Bila kami membahas satu persatu jurnal tersebut, maka artikel ini akan sangat panjang.
Kami akan membahas temuan pada satu literatur saja yang menurut kami paling mewakili jawaban untuk pertanyaan kita.
Apakah benar Kematian karena COVID-19 adalah nyata?
Teman-teman dapat melihat versi lengkap dari publikasi ilmiah yang kami gunakan melalui tautan berikut:
Autopsy Findings and Venous Thromboembolism in Patients With COVID-19: A Prospective Cohort Study.
Karena jurnal tersebut membahas COVID-19 maka kami dapat memastikan jurnalnya adalah GRATIS. Siapa saja dapat mengakses jurnal tersebut.
Mari kita lihat kesimpulan jurnalnya terlebih dahulu.
“The high incidence of thromboembolic events suggests an important role of COVID-19-induced coagulopathy. Further studies are needed to investigate the molecular mechanism and overall clinical incidence of COVID-19-related death, as well as possible therapeutic interventions to reduce it.”
Terjemahan Bahasa Indonesianya kurang lebih sebagai berikut:
Insiden tromboemboli (bekuan darah) yang tinggi menunjukkan peran penting koagulasi (proses pembekuan darah) yang diinduksi COVID-19. Penelitian lebih lanjut diperlukan untuk menyelidiki mekanisme molekuler dan keseluruhan kejadian klinis kematian karena COVID-19, serta kemungkinan intervensi pengobatan untuk mengurangi hal tersebut.
Jadi, jurnal ini menyebutkan kaitan pembekuan darah sebagai penyebab kematian pasien COVID-19.
Mari kita lihat lebih dalam isi jurnal ini.
Dari 12 kasus autopsi COVID-19, penyebab kematian ditemukan pada paru-paru dan sistem pembuluh darah paru.

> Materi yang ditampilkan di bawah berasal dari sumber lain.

PR #333, opened 2022-09-16
Reuse subunit_trace output/validation logic for load/run

jogo:
Previously `stestr run` and subunit_trace used slightly different output and validation logic. run wouldn't catch the case where a test exited without a status, while code using `last` and `history` would since they used subunit_trace.

Refactor the subunit_trace output and validation logic and use it for `load`/`run`.

Converge on the subunit_trace formatted output, in addition to the summary also show if something goes wrong.

The primary motivation for this change is to better detect when a subprocess is killed and not all tests are run as expected (segfault, OOM etc.).

### DIFF
--- a/stestr/subunit_trace.py
+++ b/stestr/subunit_trace.py
@@ -265,11 +265,7 @@ def show_outcome(
 
 
 def print_fails(stream):
-    """Print summary failure report.
-
-    Currently unused, however there remains debate on inline vs. at end
-    reporting, so leave the utility function for later use.
-    """
+    """Print summary failure report."""
     if not FAILS:
         return
     stream.write("\n==============================\n")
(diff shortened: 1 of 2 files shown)


stestr/subunit_trace.py
```diff
@@ -470,24 +466,29 @@ def trace(
...
-        return 1
     if post_fails:
         print_fails(stdout)
     if not no_summary:
         print_summary(stdout, elapsed_time)
 
     # NOTE(mtreinish): Ideally this should live in testtools streamSummary
     # this is just in place until the behavior lands there (if it ever does)
-    if count_tests("status", "^success$") == 0:
+    if count_tests("status", "^xfail$") + count_tests("status", "^success$") == 0:
```
jogo, line 491: figured this is easier to read than join the two regex

mtreinish: yeah, that's fine I think the regex would just be `^xfail|success$` or something like that, but this is definitely more legible.

mtreinish (approved):
LGTM, thanks for the fix

PR #341, opened 2023-01-28
Add support for storing stestr configs in pyproject.toml

### LINKED ISSUE #340: pyproject.toml support
Everybody loves `pyproject.toml` for storing all of their project dependencies, metadata, and test tooling configs.  `stestr` should support it.

Ideally, it would simply be a `[tool.stestr]` section, similar to how `tox` support works (but TOML instead of `.ini`, obviously)

0xDEC0DE:
- Lightly refactor `config_file.TestrConf` to improve code reuse, and make it easier to invoke and use
- Add/update tests where needed
- Update documentation

Closes #340

### DIFF
--- a/doc/source/MANUAL.rst
+++ b/doc/source/MANUAL.rst
@@ -84,6 +84,8 @@ CLI. This way you can run stestr directly without having to write a config file
 and manually specify the test_path like above with the ``--test-path``/``-t``
 CLI argument.
 
+.. _tox:
+
 Tox
 '''
 
@@ -102,6 +104,22 @@ specified and pointing to an existing file or the default location
 ``.stestr.conf`` file is present then any configuration in the ``tox.ini`` will
 be ignored. Configuration embedded in a ``tox.ini`` will only be used if other
 configuration files are not present.
+
+pyproject.toml
+''''''''''''''
+
+Similarly, if your project is using ``pyproject.toml``, you may forego the
+config file, and instead create a ``[tool.stestr]`` section with the desired
+configuration options.  For example::
+
+  [tool.stestr]
+  test_path = "./project/tests"
+  top_dir = "./"
+  group_regex = "([^\.]*\.)*"
+
+The same caveats apply as the :ref:`tox` with regards to CLI arguments.  Also
+of note is that files specified with ``--config-file``/``-c`` may be ``.ini``
+or TOML format.
 
 Running tests
 -------------
--- a/doc/source/MANUAL.rst
+++ b/doc/source/MANUAL.rst
@@ -92,18 +92,19 @@ Tox
 If you are also using `tox <https://tox.readthedocs.io/en/latest/>`__ with your
 project then it is not necessary to create separate stestr config file, instead
 you can embed the necessary configuration in the existing ``tox.ini`` file with
-an ``stestr`` section. For example a full configuration section would be::
+an ``[stestr]`` section. For example a full configuration section would be::
 
   [stestr]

Pasien yang tidak meninggal karena bekuan darah paru (emboli paru) besar maka meninggal karena peradangan paru luas. Peradangan paru ini dapat berupa pneumonia atau sindrom distres pernapasan akut (ARDS).
Pada kasus pneumonia dan ARDS, paru-paru menjadi basah dan berat. Persis seperti spons cuci piring terendam air.
Permukaan paru berubah menjadi daerah pucat dan biru kemerahan dengan penonjolan yang tegas. Gambaran tersebut menunjukkan daerah peradangan dengan disfungsi endotel (kerusakan lapisan dalam pembuluh darah).
Hasil pemeriksaan mikroskop juga mengkonfirmasi temuan identik disfungsi endotel. Selain itu, pada 8 jenazah COVID-19 ditemukan kerusakan alveolus (kantong udara di dalam paru-paru) yang luas.
Pada alveolus terbentuk membran hialin, bekuan darah kecil pada kapiler paru, kapiler yang membengkak dengan sel darah merah. Semua temuan mikroskopis di atas menunjukkan kondisi ARDS sebagai penyebab kematian.
Temuan ini sesuai dengan patogenesis (proses berjangkitnya penyakit) virus corona baru.
Bila teman-teman ingin membaca lebih lengkap terkait proses patogenesis virus corona baru maka dapat membacanya pada artikel kami sebelumnya:
Potensi Kekebalan Tubuh Melawan Pandemi
Temuan pada bagian selain paru juga menunjukkan proses peradangan dan tromboemboli. Konsisten dengan patogenesis virus corona baru. Lebih dari setengah jenazah yang diautopsi mengalami emboli paru besar.
Fakta penelitian ini jelas menunjukkan bahwa meninggal karena COVID-19 adalah Nyata.
Penelitian autopsi jenazah pasien COVID-19 membuktikan bahwa infeksi saluran pernapasan oleh virus corona baru menyebabkan kematian.
Teman-teman silakan memilih mau percaya atau tidak. Sebab kami tidak pada posisi untuk memaksa teman-teman percaya terhadap apa yang kami tulis.
Bila teman-teman kritis, maka teman-teman akan mencari informasi pembanding dengan informasi yang kami tulis pada artikel ini.